Ask HN: Should I quit my highly paid startup job at a failing startup? - suemployee
I work for a well-funded startup with no traction (no users and no revenue). The company is over 9 months old, and I&#x27;m well-paid. The product is a SAAS web&#x2F;mobile app. Should I quit my job before the company runs out of money? Why or why not?
======
poof131
Most SaaS startups take time to get going, about two years according to
saastr, so it might take awhile. [1]

But a lot of really bad founders have raised money during this bubble cycle.
The VCs are screaming about the market changing behind closed doors.

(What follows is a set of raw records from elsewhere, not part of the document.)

PR #3314, opened 2026-05-11
Let admins re collect a task group from scratch

### LINKED ISSUE #3312: Let admins re-collect a task-group from scratch
1. A specific env variable (e.g. `FRACTAL_ENABLE_TASK_GROUP_RESET`, false by default) enables this endpoint. This is because of the risks associated with it (see below), and because it's only meant to be used as part of an instance migration where we want to maintain some backwards compatibility for existing tasks.
2. This only applies to non-active task groups. If a task group is active, the endpoint fails with a 422 response.
3. The background task will use the task-group properties to restart the original collection, ignoring the existing `env_info` property (which would be the pip-freeze or pixi-lock data).
    * **NOTE**: For this reason, this is a **non-reversible** action. We loose track of which dependencies were used in the past for this specific task group. This is why this should not be enabled by default.
4. We may decide what to do with the original pinned dependencies (if any). I think they should be discarded by default, because they were very specific for the old cluster - or there should at least be an option to ignore them. TBD.

The usage would be as follows:
1. If a task is already active and it works, nothing to do.
2. If a task is already active but it does not work, the user should deactivate it and try to reactivate it.
3. If a task is not active, the user should try to reactivate.
4. If the reactivation in 2 or 3 fails, the admin can proceed with a re-collection.

tcompa:


fractal_server/app/routes/admin/v2/task_group_reset.py
```diff
@@ -0,0 +1,178 @@
...
+        reset_local,
+        task_group_id=task_group.id,
+        task_group_activity_id=task_group_activity.id,
+        resource=resource,
+        profile=profile,
+        wheel_file=None,
+    )
+
+    logger.debug(
+        "Task-collection endpoint: start background collection "
```
tcompa: Clean up logs

fractal_server/app/routes/admin/v2/task_group_reset.py
```diff
@@ -0,0 +1,178 @@
...
+    )
+    logger.info(
+        f"Replacing {task_group.pinned_package_versions_post=} with "
+        f"{req_body.pinned_package_versions_post=}"
+    )
+    task_group.pinned_package_versions_pre = (
+        req_body.pinned_package_versions_post
+    )
+    db.add(task_group)
+    await db.commit()
```
tcompa, line 196: TBD what if something fails later?

tcompa: Also: remove venv info

fractal_server/app/routes/admin/v2/task_group_reset.py
```diff
@@ -0,0 +1,178 @@
...
+    await db.refresh(task_group_activity)
+
+    background_tasks.add_task(
+        reset_local,
+        task_group_id=task_group.id,
+        task_group_activity_id=task_group_activity.id,
+        resource=resource,
+        profile=profile,
+        wheel_file=None,
```
tcompa: Remove wheel_file

fractal_server/tasks/v2/local/reset.py
```diff
@@ -0,0 +1,190 @@
...
+from ._utils import rmtree_nofail
+
+
+def reset_local(
+    *,
+    task_group_activity_id: int,
+    task_group_id: int,
+    resource: Resource,
+    profile: Profile,
+    wheel_file: FractalUploadedFile | None = None,
```
tcompa: Remove.

fractal_server/tasks/v2/local/reset.py
```diff
@@ -0,0 +1,190 @@
...
+    NOTE:  since this function is sync, it runs within a thread - due to
+    starlette/fastapi handling of background tasks (see
+    https://github.com/encode/starlette/blob/master/starlette/background.py).
+
+
+    Args:
+        task_group_id:
+        task_group_activity_id:
+        resource: Resource
+        wheel_file:
```
tcompa: Remove

fractal_server/tasks/v2/local/reset.py
```diff
@@ -0,0 +1,190 @@
...
+                error_msg = f"{task_group.path} does not exist."
+                logger.error(error_msg)
+                fail_and_cleanup(
+                    task_group=task_group,
+                    task_group_activity=activity,
+                    logger_name=LOGGER_NAME,
+                    log_file_path=log_file_path,
+                    exception=FileNotFoundError(error_msg),
+                    db=db,
+                )
```
tcompa: Remove - handle with the generic error handling.

fractal_server/tasks/v2/local/reset.py
```diff
@@ -0,0 +1,190 @@
...
+                # Update task_group data
+                logger.info("Update TaskGroupV2 - start")
+                task_group.env_info = pip_freeze_stdout
+                task_group.active = True
+                task_group = add_commit_refresh(obj=task_group, db=db)
+                logger.info("Update TaskGroupV2 - end")
+
+                # Finalize (write metadata to DB)
+                logger.info("finalising - START")
+                task_group.active = True
```
tcompa: remove

fractal_server/app/routes/admin/v2/task_group_reset.py
```diff
@@ -0,0 +1,178 @@
...
+        f"{req_body.pinned_package_versions_pre=}"
+    )
+    task_group.pinned_package_versions_pre = (
+        req_body.pinned_package_versions_pre
+    )
+    logger.info(
+        f"Replacing {task_group.pinned_package_versions_post=} with "
+        f"{req_body.pinned_package_versions_post=}"
+    )
+    task_group.pinned_package_versions_pre = (
```
ychiucco: `_post`

ychiucco (approved):

fractal_server/app/routes/admin/v2/task_group_reset.py
tcompa: Thanks!

8035f18960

The
founder where I work was recently pressured to fire the team and sell the
company.

Make sure you look after yourself. Get your interview skills up and have a
list of opportunities. Don’t overcommit to 50+ hour weeks. If they want to pay
you 25% more than sure, but don’t fall for the overwork peer pressure by
founders who have a 20-100x equity win over you.

Make your own personal assessment of the team, product, and market, and the
likelihood of success. Recognize that founders “sell” their belief and my not
be honest about issues. I’d probably try to stay to the one year mark and move
if you don’t have a strong belief in the company, but be ready to be dropped
at a moments notice.

[1] [https://www.saastr.com/if-youre-going-to-do-a-saas-start-
up-...](https://www.saastr.com/if-youre-going-to-do-a-saas-start-up-you-have-
to-give-it-24-months/)

------
Zelmor
If you predict the company folding, make sure you have enough savings to get
by a couple months. If they pay so well, that should not be an issue. If it
is, deflate your cost of living. 6 months worth of living expenses in the bank
account is what I'm aiming for all the time.

------
smt88
If I remember correctly, the average tech startup makes its first dollar at 18
months. If the company has runway, 9 months without revenue isn't the end of
the world (especially if the market is big).

That said, it sounds like you have pretty good management. Ask them the exact
amount of runway given today's burn rate. Ask them again every month. Also ask
them to let you know when you're at ~2 months of runway so that you can be
prepared.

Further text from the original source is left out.